1. 16
  1.  

  2. 9

    I started the article thinking “while this does sound unfortunate, is it really a big deal?”. And part way through, this paragraph really stuck out to me:

    Any bias contained in word embeddings like those from Word2vec is automatically passed on in any application that exploits it. One example is the work using embeddings to improve Web search results. If the phrase “computer programmer” is more closely associated with men than women, then a search for the term “computer programmer CVs” might rank men more highly than women.

    But it totally answered my own question: Yes, this is a big deal!

    This made me to another question: what other applications out there do my works depend on that enforces a certain potentially negative status quo? Nothing immediately comes to mind, but that’s not to say that it doesn’t exist, perhaps it’s just not something I’m used to thinking about…

    1. 6

      Or it might not? Seems like a bug for the association to outrank the literal text. This is testable, no? Build a search engine and see what happens.

      Now, as for the actual test they did perform. Man : programmer :: woman : homemaker. They say they’ve corrected the bias, but what’s the new result? If I query man : programmer :: woman : X? What do I get with the fixed data?

      1. 4

        Certainly, there is absolutely no reason to believe a production search engine will naively use the said corpus and perform ranking based on word association frequency. It’s an interesting point that I felt I had overlooked and gave me a “eureka” moment more than anything.

        However, I don’t believe it’s necessarily a “bug” for associations of certain kinds to outrank literal text–after all, that’s one of the main reasons Google eventually won vs. Alta Vista, Yahoo!, and other search engines of its time. It placed “associations” (of a certain kind) above literal text!

        1. 3

          Or it might not? Seems like a bug for the association to outrank the literal text.

          The problem isn’t the association outranking the literal text. It’s what happens when you have more matching literal text than can be displayed, and you need to pick what’s relevant. To pick a more neutral example, if people associate ‘computer programmer’ with ‘writing code’, then it makes sense to bring up articles mentioning both ‘programmer’ and ‘writing code’ up before ones that mention ‘programmer’ and ‘fishing’.

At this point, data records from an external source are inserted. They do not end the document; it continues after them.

PR #1171, opened 2023-11-21
feat(dynamite): Use URI templates for path parameters

provokateurin:
https://github.com/nextcloud/neon/issues/1097

I'm not sure if this really a good improvement but at least it makes our code a little less complex. It would be possible to also put the query parameters into the template, but I think there the risk to introduce bugs is higher than with the current way.

@Leptopoda I'm not sure if you wanted something more from this or not.

I have some ideas to refactor the parameter serialization code to remove make it cleaner, but that's not related to this change.

### DIFF
--- a/packages/dynamite/dynamite/lib/src/builder/imports.dart
+++ b/packages/dynamite/dynamite/lib/src/builder/imports.dart
@@ -27,6 +27,7 @@ Iterable<Spec> generateImports(final AssetId outputId, final State state) sync* 
     Directive.import('package:dynamite_runtime/utils.dart'),
     Directive.import('package:meta/meta.dart'),
     Directive.import('package:universal_io/io.dart'),
+    Directive.import('package:uri/uri.dart'),
     const Code(''),
   ];
 
--- a/packages/dynamite/dynamite_end_to_end_test/lib/parameters.openapi.json
+++ b/packages/dynamite/dynamite_end_to_end_test/lib/parameters.openapi.json
@@ -44,6 +44,30 @@
                     }
                 }
             }
+        },
+        "/{path-parameter}": {
+            "parameters": [
+                {
+                    "name": "path-parameter",
+                    "in": "path",
+                    "required": true,
+                    "schema": {
+                        "type": "string"
+                    }
+                }
+            ],
+            "get": {
+                "responses": {
+                    "200": {
+                        "description": "",
+                        "content": {
+                            "application/json": {
+                                "schema": {}
+                            }
+                        }
+                    }
+                }
+            }
         }
     },
     "tags": []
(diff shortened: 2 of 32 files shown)


packages/dynamite/dynamite_end_to_end_test/lib/parameters.openapi.json
Leptopoda, line 1: Please add a new operation for the path parameter instead of altering an existing one

packages/dynamite/dynamite/lib/src/builder/imports.dart
```diff
@@ -27,6 +27,7 @@ Iterable<Spec> generateImports(final AssetId outputId, final State state) sync*
     Directive.import('package:dynamite_runtime/utils.dart'),
     Directive.import('package:meta/meta.dart'),
     Directive.import('package:universal_io/io.dart'),
+    Directive.import('package:uri/uri.dart'),
```
Leptopoda, line 30: should we already take named imports into account?
In this case `as uri` would probably be prefered.

Leptopoda (commented):
LGTM 
I would like to also handle query parameters in the future but this doesn't need to be done now.

Leptopoda:
> I have some ideas to refactor the parameter serialization code to remove make it cleaner, but that's not related to this change.

Can you explain? Can't we just rely on the serializer (by calling result.encode)?

packages/dynamite/dynamite/lib/src/builder/imports.dart
provokateurin: Let's do them all at once

provokateurin:
> Can you explain? Can't we just rely on the serializer (by calling result.serialize)?

I was thinking of refactoring it such that we can for example omit the `_queryParameters` map completely if there are no query parameters at all. Right now this results in an empty map which can't be optimized away because it is read in the Uri.

Leptopoda:
Yep we should also tackle this.
Wouldn't this be easier if all parameters (path and query) are handled by the UriTemplate?
Then we would add all parameters to the same map and would only need to handle one.

it should then be as easy as checking whether any parameters are specified in the spec and either use the template or the raw path.

provokateurin:
>  Wouldn't this be easier if all parameters (path and query) are handled by the UriTemplate?
Then we would add all parameters to the same map and would only need to handle one.

Yes, but it makes it more complex because we have to change the template and can't just use the path key. We can do it but as I said this can easily introduce new bugs.

Leptopoda:
Ok if you want we can change this after the nc package release.
In that case we should leave the issue open.

I still think that with the provided information of:
https://swagger.io/docs/specification/serialization/
we shouldn't have many bugs. We should also be able to add unit tests with the provided examples within dynamite to catch issues early on.

Leptopoda (approved):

          This is fine, and totally expected. And it would also the correct thing to do for ‘programmer’ and ‘male’, if it wasn’t for the fact that society is actively trying to erase gender associations for certain professions.

          1. 2

            Ok, sure, but if I search for programming and get random articles from men’s health, gender bias aside, that’s just shitty results. If I get dungeons and dragons results, equally shitty, but not sexist.

            Full disclosure: I’ve not been impressed with TR after deciding their reporting could be better categorized as speculative fiction. They pick some experiment, often even a failed one, and then ask “but what if it worked?!?”. The article is written to really hype the if. scientists announce they fused two hydrogen atoms. Now all they need to do is scale it up a billion times and they’ve solved the energy crisis!

            This article doesn’t quite follow the mold, but it’s close. They’ve identified a problem, although it seems more theoretical than observed. They’ve got a solution. Just enumerate every combination of sexist and racist associations, then have an army of underpaid but totally unbiased humans evaluate them. And of course, despite having solved the problem, they didn’t actually demonstrate it working. As I noted, what is the corrected analogy after warping?

            I don’t question that ML techniques can perpetuate biases. I think there are more motivational examples than this.

            As a point not even addressed here, what do we do about correlations that are correct but “wrong”?

      2. 3

        AI says the darndest things. Im sure if we feed it some public school curriculum data it will come out just fine.